_Data for the task_

PR #68, opened 2020-10-20
Export Submissions - ordering, UX changes

parc-jason:
# Description
Export Submissions Ordering on backend, proper mime type on frontend download.
[SHOWCASE-1657](https://apps.nrs.gov.bc.ca/int/jira/browse/SHOWCASE-1657)
Some styling on Submissions dialog - Date Range outline, Radio button line height.
[SHOWCASE-1661](https://apps.nrs.gov.bc.ca/int/jira/browse/SHOWCASE-1661)
Fix Header text alignment
[SHOWCASE-1667](https://apps.nrs.gov.bc.ca/int/jira/browse/SHOWCASE-1667)
Add Timestamp to Submissions table
[SHOWCASE-1668](https://apps.nrs.gov.bc.ca/int/jira/browse/SHOWCASE-1668)
Rebrand Basic Mode to Simple Mode for form designer
[SHOWCASE-1669](https://apps.nrs.gov.bc.ca/int/jira/browse/SHOWCASE-1669)
Update Vuetify Checkbox and Radio Button label styles to correct vertical alignment
[SHOWCASE-1656](https://apps.nrs.gov.bc.ca/int/jira/browse/SHOWCASE-1656)

## Types of changes

## Checklist

### DIFF
--- a/app/frontend/src/components/forms/ExportSubmissions.vue
+++ b/app/frontend/src/components/forms/ExportSubmissions.vue
@@ -178,7 +178,7 @@ export default {
 };
 </script>
 
-<style lang="scss" scoped>
+<style lang="scss">
 
 .export-submissions-dlg {
   // vuetify radio button labels need alignment help
--- a/app/frontend/src/components/forms/ExportSubmissions.vue
+++ b/app/frontend/src/components/forms/ExportSubmissions.vue
@@ -137,15 +137,16 @@ export default {
     ...mapActions('notifications', ['addNotification']),
     async callExport() {
       try {
+        // UTC start of selected start date...
         const from =
           this.dateRange && this.startDate
-            ? moment.utc(this.startDate).format()
+            ? moment(this.startDate, 'YYYY-MM-DD hh:mm:ss').utc().format()
             : undefined;
+        // UTC end of selected end date...
         const to =
           this.dateRange && this.endDate
-            ? moment.utc(this.endDate).format()
+            ? moment(`${this.endDate} 23:59:59`, 'YYYY-MM-DD hh:mm:ss').utc().format()
             : undefined;
-
         const response = await formService.exportSubmissions(
           this.form.id,
           from,
--- a/app/frontend/src/components/forms/ExportSubmissions.vue
+++ b/app/frontend/src/components/forms/ExportSubmissions.vue
@@ -182,12 +182,6 @@ export default {
 <style lang="scss">
 
 .export-submissions-dlg {
-  // vuetify radio button labels need alignment help
-  .v-radio {
-    > label {
-      margin-bottom: 0;
-    }
-  }
 
   // legend with no text breaks outline on date picker
   .v-input__slot {
--- a/app/frontend/src/components/forms/ExportSubmissions.vue
+++ b/app/frontend/src/components/forms/ExportSubmissions.vue
@@ -1,6 +1,6 @@
 <template>
   <span>
-    <v-dialog v-model="dialog" width="900">
+    <v-dialog v-model="dialog" width="900" content-class="export-submissions-dlg">
       <template v-slot:activator="{ on, attrs }">
         <v-btn color="primary" text small v-bind="attrs" v-on="on">
           <v-icon class="mr-1">cloud_download</v-icon>
@@ -48,7 +48,6 @@
                     v-model="startDate"
                     data-test="picker-form-startDate"
                     @input="startDateMenu = false"
-                    :readonly="reviewMode"
                   ></v-date-picker>
                 </v-menu>
               </v-col>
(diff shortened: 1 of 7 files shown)


bcgov-nr-csst:
SonarQube Analysis: https://sonarqube-wxpbtr-tools.pathfinder.gov.bc.ca/dashboard?id=common-hosted-form-service-pr-68

jujaga (approved):
Looks pretty good. Only concern thusfar:
* When I export CSV with select date range set to start today and end on today, I get no results. Is this intended? (May be inclusion/exclusion or off-by-one behavior)

parc-jason:
> Looks pretty good. Only concern thusfar:
> 
> * When I export CSV with select date range set to start today and end on today, I get no results. Is this intended? (May be inclusion/exclusion or off-by-one behavior). Exporting all behaves as intended.

The FE should be sending in a better range.  I'll change the logic to be startdate 00:00:00 and endDate 23:59:59.

app/frontend/src/components/forms/SubmissionsTable.vue
```diff
@@ -90,6 +90,9 @@ export default {
   },
   methods: {
     ...mapActions('form', ['fetchForm', 'fetchSubmissions']),
+    formatDate(date) {
+      return date ? new Date(date).toLocaleString() : 'N/A';
+    },
```
loneil, line 95: This should use the `| formatDate` filter so there don't have to be date formatter methods down in each component.

loneil (changes requested):

app/frontend/src/components/forms/SubmissionsTable.vue
```diff
@@ -99,7 +102,7 @@ export default {
           const tableRows = this.submissionList.map((s) => {
             return {
               confirmationId: s.confirmationId,
-              date: s.createdAt,
+              date: this.formatDate(s.createdAt),
```
loneil, line 105: See above. Filters are used everywhere date formatting needs to be to encapsulate that logic. There's a `formatDate` and `formatDateLong` filter there already. Can add additional flags (can pass params to filters) or another filter if a different format is wanted.

app/frontend/src/components/forms/ExportSubmissions.vue
```diff
@@ -176,3 +178,22 @@ export default {
...
+
+<style lang="scss">
+
+.export-submissions-dlg {
+  // vuetify radio button labels need alignment help
+  .v-radio {
+    > label {
+      margin-bottom: 0;
+    }
+  }
```
loneil, line 190: Left this comment on Tim's PR #69 looks like he's adjusting it there too so would conflict with this PR. Should scope higher than the export dialog anyways.

_If we're going to adjust the radio button vertical alignment issue it should be a global style setting. It's not just this export dialog with the issue
See "Vertical alignment of text for Checkboxes and Radio buttons (see Create New Form) too high." in https://apps.nrs.gov.bc.ca/int/jira/browse/SHOWCASE-1656

This is (another) issue introduced by Bootstrap it looks like. So if we do want to address it quickly with CSS overrides can apply a class to places it needs to be fixed globablly in style.scss maybe rather than scoped.

We should double check the radios and checkboxes on the actual FormIO forms themselves too._

app/frontend/src/components/forms/SubmissionsTable.vue
parc-jason: it did have formatDate, didn't know about those filters.  will set it to formatDateLong.

loneil: Filters are great, didn't use them on any other Vue apps until now. The existing one uses the long (words) date format, which I think Mina has used in mockups but if we want something else can pass a format to a filter too.

app/frontend/src/components/forms/ExportSubmissions.vue
parc-jason: yup that can come out when we get a global solution.

loneil: One of you or @TimCsaky will have to take out your implementation though since you're both doing it in pr 68 and 69 in different ways. (or both take it out and move to style.scss)

app/frontend/src/components/forms/SubmissionsTable.vue
parc-jason: done

app/frontend/src/components/forms/ExportSubmissions.vue
parc-jason: left a comment in @TimCsaky PR that this has moved globally.

loneil (approved):
Great stuff, good call on the different times on the start/end date

PR #69, opened 2020-10-20
style fixes

TimCsaky:
# Description

- date range outlines are partially missing (this might be a simpler way of doing it until we restructure css stuff)
- Export and Cancel buttons appear to be missing side padding
- Button styling for Secondary... Blue outline with white background.
- readonly select boxes need to look disabled (greyed out)
- formio component button styles
- alignment of links with icons in my forms table

## Checklist


bcgov-nr-csst:
SonarQube Analysis: https://sonarqube-wxpbtr-tools.pathfinder.gov.bc.ca/dashboard?id=common-hosted-form-service-pr-69

app/frontend/src/components/forms/ExportSubmissions.vue
```diff
@@ -176,3 +172,8 @@ export default {
   },
 };
 </script>
+<style scoped>
+.export-radios ::v-deep .v-label {
+  margin-bottom: 0 !important;
+}
```
loneil, line 178: If we're going to adjust the radio button vertical alignment issue it should be a global style setting. It's not just this export dialog with the issue
See "Vertical alignment of text for Checkboxes and Radio buttons (see Create New Form) too high." in https://apps.nrs.gov.bc.ca/int/jira/browse/SHOWCASE-1656

This is (another) issue introduced by Bootstrap it looks like. So if we do want to address it quickly with CSS overrides can apply a class to places it needs to be fixed globablly in style.scss maybe rather than scoped.

We should double check the radios and checkboxes on the actual FormIO forms themselves too.

loneil (changes requested):
Looks good, just should address the radio spacing at a higher level to fix other spots as well.

app/frontend/src/components/forms/ExportSubmissions.vue
parc-jason: i've added a global style in my PR for vuetify checkbox and radio button labels, so this isn't needed.

TimCsaky: ok. thank you. i'll remove this and test.

TimCsaky: formio checkbox/radio labels look good on firefox and edge.

app/frontend/src/components/forms/ExportSubmissions.vue
```diff
@@ -39,9 +39,7 @@
                       readonly
                       v-on="on"
                       dense
-                      flat
```
parc-jason, line 42: This works a LOT better and is simpler than what I did in my PR!
We will have to remove my style and use this approach. 👍

parc-jason (commented):
Is there another ticket to change some more styles?
The formio buttons need to have their text bolded and uppercased like our other buttons.
I also have some tweak that isn't a ticket yet - the text in the my forms table (a > i ~ span should be vertical align middle to have the text line up with the icon...

app/frontend/src/components/forms/ExportSubmissions.vue
TimCsaky: I've added the two new style tweaks you mentioned in the comment above.
- links in my forms table
- formio button style

loneil (approved):
Looking really good

PR #72, opened 2020-10-21
About page video and images

loneil:
# Description
https://apps.nrs.gov.bc.ca/int/jira/browse/SHOWCASE-1548

Add final (for now) video and images. Media is linked from storage in github wiki.
Pop-out images when clicked to show full size.

## Types of changes

## Checklist


bcgov-nr-csst:
SonarQube Analysis: https://sonarqube-wxpbtr-tools.pathfinder.gov.bc.ca/dashboard?id=common-hosted-form-service-pr-72

bcgov-nr-csst:
SonarQube Analysis: https://sonarqube-wxpbtr-tools.pathfinder.gov.bc.ca/dashboard?id=common-hosted-form-service-pr-72

app/frontend/tests/unit/views/About.spec.js
```diff
@@ -1,18 +1,35 @@
...
-    vuetify = new Vuetify();
+    store = new Vuex.Store();
+    store.registerModule('auth', {
+      namespaced: true,
+      getters: {
+        authenticated: () => true,
+        isAdmin: () => false,
+        keycloakReady: () => true,
+        // eslint-disable-next-line no-unused-vars
+        createLoginUrl: () => options => 'testurl'
```
jujaga, line 23: This can just be
```js
createLoginUrl: () => () => 'testurl'
```
Goal of this is to make it return a function which when called returns string 'testurl' - no need to specify a param when it's not used.

TimCsaky (approved):
nice! 
There are more features worth advertising (submission export, form sharing, access etc) but I guess that will come in a later version.
That image modal thing will be useful.
Also probably not necessary at this stage, but 'Sign in now to try it out ' could only show if you're not logged in.

app/frontend/src/views/form/Create.vue
```diff
@@ -70,5 +70,13 @@ export default {
...
     },
   },
+  beforeRouteLeave(to, from, next) {
+    const answer = window.confirm('Do you really want to leave this page?');
+    if (answer) {
+      next();
+    } else {
+      next(false);
+    }
+  },
```
jujaga, line 80: Could do
``` js
(answer) ? next() : next(false);
```
Also as a further note, I wonder if it would be prudent down the line to also move the standard nav leave stuff into here instead of having it reside in the component?

loneil: This... isn't supposed to be in this PR. I must have comitted accidentally. The nav leave stuff isn't working any more as well... I'm looking at all that right now.
This can merge in though but will be adjusted.

loneil: The warning on leave when creating a form broke here
image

_Work task_
From the listing above, copy every line that includes the word "methods".

_Solved problem_
   methods: {
loneil, line 95: This should use the `| formatDate` filter so there don't have to be date formatter methods down in each component.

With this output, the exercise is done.